UA / RU
Поддержать ZN.ua

ИСТОРИЯ: «ДИДАКТИЧЕСКАЯ» ИЛИ БЕСПРИСТРАСТНАЯ?

Поводом к написанию этого письма стала статья «Камо грядеши…» («ЗН», №6 от 14.02.04) о проблемах украи...

Автор: Александр Хохулин

Поводом к написанию этого письма стала статья «Камо грядеши…» («ЗН», №6 от 14.02.04) о проблемах украинского языка за подписью двух авторов, хорошо известных в Украине: львовского художника Любомира Медвидя и директора Львовской картинной галереи Бориса Возницкого.

Я тоже львовянин и тоже художник, хотя масштабы моего дарования скромнее, а известность ограничивается двумя ближайшими кварталами. Кроме различий в известности, есть ещё одна маленькая деталь — я русский. Родился и прожил здесь без малого 60 лет, многие годы наблюдал и даже, не побоюсь этого слова, исследовал на любительском уровне взаимодействие и взаимовлияние украинского и русского языков. Эта заинтересованность, думаю, дает мне право поделиться собственными мыслями.

Сразу сообщаю собственную позицию: я принадлежу к той немногочисленной пока части русского населения Украины, которая вполне однозначно выступает против законодательного закрепления государственности или официальности русского языка. Такое закрепление ударит по украинской культуре и может превратиться в законодательный кистень в руках ортодоксальных
р-р-русских патриотов. В связи с тем, что в моей русскости по крайней мере на два «р» меньше, соучастником быть как-то не хочется.

Будучи вполне солидарным с основной мыслью авторов довольно эмоциональной статьи, попробую развить ее отдельные положения. Существуют или нет границы между русскоязычным Востоком и украиноязычным Западом Украины, имеет ли место разделение этих регионов? Допустим, границ и разделения нет, но различия-то есть, и не замечать их можно только не желая. При этом необязательно эти различия придуманы враждебными к украинской суверенности коварными субъектами. Вряд ли целесообразно спорить о терминах. Другое дело, что на этих различиях можно спекулировать. Это с успехом делают многие на Востоке, да и на Западе тоже. А вообще-то для страны с такой территорией и численностью населения региональные различия вполне естественны и являются богатством, которое форсированной нивелировкой вполне можно превратить и в беду. Будет ли этот «нивелир» галицкого или российского производства — принципиального значения не имеет.

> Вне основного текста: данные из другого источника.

PR #377, opened 2024-04-22
Add support for Kind

pehala:
* Use LoadBalancer service for tools
  * https://github.com/3scale-qe/tools/pull/36
  * RHSSO is still not done in that PR
* Add `not standalone_only` to test target
* Fix Prometheus check for metrics tests
* Add KindExposer
   * Some tests needs to be explicitly skipped (TLS, raw_http) when used with Kind exposed

### DIFF
--- a/testsuite/config/__init__.py
+++ b/testsuite/config/__init__.py
@@ -2,7 +2,7 @@
 
 from dynaconf import Dynaconf, Validator
 
-from testsuite.config.tools import fetch_route, fetch_service, fetch_secret
+from testsuite.config.tools import fetch_route, fetch_service, fetch_secret, fetch_service_ip
 
 
 # pylint: disable=too-few-public-methods
@@ -41,7 +41,7 @@ settings = Dynaconf(
         DefaultValueValidator(
             "tracing.collector_url", default=fetch_service("jaeger-collector", protocol="rpc", port=4317)
         ),
-        DefaultValueValidator("tracing.query_url", default=fetch_route("jaeger-query", force_http=True)),
+        DefaultValueValidator("tracing.query_url", default=fetch_service_ip("jaeger-query", force_http=True, port=80)),
         Validator(
             "default_exposer",
             # If exposer was successfully converted, it will no longer be a string"""
@@ -52,9 +52,9 @@ settings = Dynaconf(
         Validator("control_plane.managedzone", must_exist=True, ne=None),
         Validator("control_plane.clusterissuer", must_exist=True, ne=None),
         Validator("letsencrypt.clusterissuer", must_exist=True, ne=None),
-        DefaultValueValidator("keycloak.url", default=fetch_route("no-ssl-sso")),
+        DefaultValueValidator("keycloak.url", default=fetch_service_ip("keycloak", force_http=True, port=8080)),
         DefaultValueValidator("keycloak.password", default=fetch_secret("credential-sso", "ADMIN_PASSWORD")),
-        DefaultValueValidator("mockserver.url", default=fetch_route("mockserver", force_http=True)),
+        DefaultValueValidator("mockserver.url", default=fetch_service_ip("mockserver", force_http=True, port=1080)),
     ],
     validate_only=["authorino", "kuadrant", "default_exposer", "control_plane"],
     loaders=["dynaconf.loaders.env_loader", "testsuite.config.openshift_loader", "testsuite.config.exposer"],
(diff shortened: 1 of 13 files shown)


testsuite/config/tools.py
```diff
@@ -48,6 +52,23 @@ def _fetcher(settings, _):
...
+    def _fetcher(settings, _):
+        try:
+            openshift = settings["tools"]
+            with openshift.context:
+                ip = selector(f"service/{name}").object(cls=Service).external_ip
+                return f"http://{ip}:{port}" if force_http else f"https://{ip}:{port}"
+        # pylint: disable=broad-except
+        except Exception:
+            logger.warning("Unable to fetch route %s from tools", name)
+            return None
```
averevki, line 67: I think there is no reason to have broad exception here. It should basically be able to produce only 2 errors - Openshift one and AttributeError, am I wrong?
```suggestion
        try:
            openshift = settings["tools"]
            with openshift.context:
                ip = selector(f"service/{name}").object(cls=Service).external_ip
                return f"http://{ip}:{port}" if force_http else f"https://{ip}:{port}"
        # pylint: disable=broad-except
        except (OpenshiftPythonError, AttributeError):
            logger.warning("Unable to fetch route %s from tools", name)
            return None
```

pehala: Theoretically yes, but it is there to be safe because raising exception here would mean failing whole testsuite

averevki: It's fine. I think testsuite should raise errors on unexpected code paths

averevki (dismissed):

testsuite/openshift/service.py
azgabur, line 1: Adding LoadBalancer service type requires adding longer timeout for deletion. In case of quick creation and deletion - as in quickly running subset of tests - can create Openshift timeout exceptions. I suggest adding this change: b56bfa5631aa384323d34cd4c0b86e0ce91cd1eb

testsuite/config/__init__.py
azgabur, line 1: Forgotten route. Please change line 44 like this:
```
DefaultValueValidator("tracing.query_url", default=fetch_service_ip("jaeger-query", port=80, force_http=True)),
```

azgabur (commented):
WIP review

testsuite/openshift/client.py
```diff
@@ -73,7 +73,7 @@ def project(self):
     def connected(self):
         """Returns True, if user is logged in and the project exists"""
         try:
-            self.do_action("status")
+            self.do_action("get", "ns", self._project)
```
azgabur, line 76: kubectl/oc has command for checking privileges. https://kubernetes.io/docs/reference/kubectl/generated/kubectl_auth/kubectl_auth_can-i/
Not sure which is the best but some candidate examples from the docs are:
`auth can-i '*' '*' `
`auth can-i create pods --all-namespaces`

testsuite/gateway/gateway_api/gateway.py
```diff
@@ -56,6 +56,10 @@ def create_instance(cls, openshift: OpenShiftClient, name, hostname, labels, tls
     def service_name(self) -> str:
         return f"{self.name()}-istio"
 
+    def external_ip(self) -> str:
```
azgabur, line 59: Missing `@property` decorator, or?

azgabur: What about https? Wont the port be 443?

azgabur (commented):
I did not test it on kind, but if @averevki tried it, I will approve.

testsuite/gateway/gateway_api/gateway.py
pehala: Property is not there on purpose, I need to pass this function as function, which is difficult to do with property.

Regarding 443, You are right, that is an issue, the port should be changed based on what is in the listener, but given that TLS is always skipped right now on Kind, I will fix it in follow-up PR as it should not affect the tests if thats ok with you

azgabur: It can be fixed in another PR :+1:

testsuite/openshift/client.py
pehala: I think that would be similar hacky solution as I used, point of the function to determine that you are connected and the namespace exists and both of these solution achieve by "accident", their purpose is to get a different information

averevki (approved):

averevki:
> I did not test it on kind, but if @averevki tried it, I will approve.

@azgabur I tested it, all good :+1:

azgabur (approved):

При всех оговорках, культурная интеграция различных регионов одного государства — абсолютно естественный исторический процесс, и происходить она должна только на одной языковой основе — украинской. При несомненном сохранении прав русскоязычных и других меньшинств, исчерпывающе зафиксированных в Конституции. Ни прибавить, ни убавить.

На риторический вопрос — почему украинский народ должен использовать только традиционную русскую мировоззренческую версию его собственной истории? — следует однозначный ответ: не должен. Только интересно — а какую должен? Право на существование «русской версии» автоматически подразумевает и аналогичные права других версий, хотя известно, что история, как и математика, — наука точная. Без всякой иронии.

Перед тем, как сесть за эту статью, я не вычитывал школьные учебники, однако «украинская версия» истории ХХ века, господствующая на Западе Украины, мне хорошо известна. Она имеет к исторической правде такое же отношение, как продаваемый в пэт-бутылках «хлебный бочковой квас» фирмы «Олимпия» к обычному квасу.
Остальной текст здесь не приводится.